━━ MATERIALS PROVIDED

PR #4665, opened 2026-08-18
fix(security): show Blockaid scan failures as unavailable

### LINKED ISSUE #4478: [Fix] Blockaid scan failure silently shown as a clean scan, not a neutral/error state [Security scan]
## Problem

Blockaid sometimes answers HTTP 200 with a `result_type` it uses to signal its own scan failure (e.g. `"Error"`, seen in the wild when Blockaid's node gateway times out on large-input Bitcoin sends) rather than a real risk verdict. `@vultisig/core-chain`'s validation parser only recognizes three risky values and treats everything else - including a provider-side failure - identically to a genuinely benign transaction, so the UI shows a green "Scanned by Blockaid, no risk found" checkmark for a transaction Blockaid never actually finished scanning.

Verified directly against the published `@vultisig/core-chain@2.28.0` package (the version this repo's `yarn.lock` pins) and against this repo at `f1cd76a88` (2026-07-28):

- `@vultisig/core-chain` `dist/security/blockaid/tx/validation/api/core.js`:
  ```js
  const blockaidRiskyTxLevels = ['Warning', 'Malicious', 'Spam'];
  const getRiskLevelFromBlockaidValidation = ({ result_type }) => {
      if (!isOneOf(result_type, blockaidRiskyTxLevels)) return null;
      return blockaidRiskLevelToTxRiskLevel[result_type];
  };
  export const parseBlockaidValidation = (validation) => {
      const level = getRiskLevelFromBlockaidValidation(validation);
      if (level === null) return null;
      return { level };
  };
  ```
  The `BlockaidValidation` type (`core.d.ts`, same directory) only declares `result_type` - there's no `status` or top-level `error` field modeled anywhere, so a provider-error response is structurally indistinguishable from benign at this layer.
- `dist/security/blockaid/tx/validation/resolvers/utxo.js` - the Bitcoin path (`getUtxoTxBlockaidValidation`, hitting `/${chain}/transaction-raw/scan`) feeds straight into the same `parseBlockaidValidation`, no special handling.
- `core/ui/chain/security/blockaid/tx/queries/blockaidTxValidation.ts` (this repo) - `getBlockaidTxValidationQuery`'s `queryFn` calls `parseBlockaidValidation`, and on `null` simply `return null` as a **successful** query result, never throwing.
- `core/ui/chain/security/blockaid/tx/BlockaidTxScanStatus.tsx` (this repo) - routes `MatchQuery`'s `success` branch (which fires for the `null` result above) to `BlockaidTxValidationResult`; only a thrown/rejected query reaches the `error` branch (`BlockaidNoScanStatus`, the correct neutral component that already exists in this codebase).
- `core/ui/chain/security/blockaid/tx/BlockaidTxValidationResult.tsx` (this repo, lines 61-70) - when `value` is falsy, unconditionally renders the green `CheckIcon` + `entity_scanned` i18n text, with no distinction between "confirmed benign" and "never actually scanned."

## Expected Behavior

A Blockaid response that signals its own scan failure (a `result_type`/`status` indicating "Error", as opposed to a real classification) should render the existing, already-neutral `BlockaidNoScanStatus` component - the same one a transport-level failure already produces - not the green "scanned, no risk found" checkmark. It should not gate or block signing either way (matching how this repo already treats it, just via the wrong visual state).

## Steps to Reproduce

1. Send a Bitcoin (or any Blockaid-covered chain) transaction where Blockaid's own backend fails to complete the scan and returns HTTP 200 with `result_type`/`status: "Error"` (reliably reproducible with a 50+ input BTC send, which times out Blockaid's node gateway).
2. Observe the verify screen: it shows the green "Scanned by Blockaid" checkmark, identical to a transaction Blockaid actually confirmed as benign.

## Solution

Recognize the provider-error signal in `parseBlockaidValidation` (or its caller) and have `getBlockaidTxValidationQuery` surface it distinctly from a real `null` (benign) result - either by throwing so the existing `error` → `BlockaidNoScanStatus` path in `BlockaidTxScanStatus.tsx` handles it (mirroring how a transport failure already renders), or by extending `BlockaidTxScanResult` with an explicit "unavailable" variant if throwing isn't desired for a non-network failure. Either way, it must never fall into the same bucket as a confirmed-benign result.

## Related

- Cross-platform note: iOS already treats this signal correctly (throws, caught into a distinct non-blocking `.notScanned` state - `BlockaidExtensions.swift` in vultisig-ios). Android had the opposite bug (a scan failure blocked signing with a false "risk detected" warning) and is fixed by vultisig/vultisig-android#5432 / vultisig/vultisig-android#5448 - this Windows/extension gap was found as a byproduct of that investigation. The two platforms' bugs are opposite failure modes (Android: false alarm: this: false assurance) but share the same root cause - not modeling the provider's own "I couldn't scan this" signal as distinct from a real verdict.

rcoderdev:
Closes #4478
Blockaid HTTP-200 provider failures now reach the existing neutral not-scanned state instead of the benign green result. Live Vultisig proxy QA reproduced status Error / Simulation failed, and the committed query rejected it while confirmed-benign rendering remained unchanged.

screenshot-1
screenshot-2

## Summary by CodeRabbit

* **Bug Fixes**
  * Improved transaction security validation to recognize provider-reported errors, regardless of capitalization.
  * Prevented invalid provider responses from being processed as scan results.

* **Tests**
  * Added coverage for provider errors, benign results, and malicious results with descriptions.

* **Documentation**
  * Added interactive examples demonstrating provider-error and benign transaction scan states.

### DIFF
--- a/core/ui/chain/security/blockaid/tx/BlockaidTxScanStatus.stories.tsx
+++ b/core/ui/chain/security/blockaid/tx/BlockaidTxScanStatus.stories.tsx
@@ -1,0 +1,44 @@
+import { getResolvedQuery, Query } from '@lib/ui/query/Query'
+import type { Meta, StoryObj } from '@storybook/react-vite'
+import styled from 'styled-components'
+
+import { BlockaidTxScanStatus } from './BlockaidTxScanStatus'
+import { BlockaidTxScanResult } from './queries/blockaidTxValidation'
+
+const meta = {
+  title: 'Chain/Security/BlockaidTxScanStatus',
+  component: BlockaidTxScanStatus,
+  decorators: [
+    Story => (
+      <StatusSurface>
+        <Story />
+      </StatusSurface>
+    ),
+  ],
+} satisfies Meta<typeof BlockaidTxScanStatus>
+
+export default meta
+type Story = StoryObj<typeof meta>
+
+const StatusSurface = styled.div`
+  width: min(100%, 460px);
+  margin: 32px auto;
+`
+
+const providerErrorQuery: Query<BlockaidTxScanResult | undefined> = {
+  data: undefined,
+  error: new Error('Blockaid could not complete the transaction scan'),
+  isPending: false,
+}
+
+export const ProviderError: Story = {
+  args: {
+    value: providerErrorQuery,
+  },
+}
+
+export const Benign: Story = {
+  args: {
+    value: getResolvedQuery(null),
+  },
+}
--- a/core/ui/chain/security/blockaid/tx/queries/blockaidTxValidation.test.ts
+++ b/core/ui/chain/security/blockaid/tx/queries/blockaidTxValidation.test.ts
@@ -1,0 +1,68 @@
+import { getTxBlockaidValidation } from '@vultisig/core-chain/security/blockaid/tx/validation'
+import {
+  BlockaidValidation,
+  parseBlockaidValidation,
+} from '@vultisig/core-chain/security/blockaid/tx/validation/api/core'
+import { beforeEach, describe, expect, it, vi } from 'vitest'
+
+import { getBlockaidTxValidationQuery } from './blockaidTxValidation'
+
+vi.mock('@vultisig/core-chain/security/blockaid/tx/validation', () => ({
+  getTxBlockaidValidation: vi.fn(),
+}))
+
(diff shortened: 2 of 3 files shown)


johnnyluo (approved):
LGTM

━━━━

## TO DO
After identifying the lines above that contain "styled", copy each one.

## OUTPUT
+import styled from 'styled-components'
+const StatusSurface = styled.div`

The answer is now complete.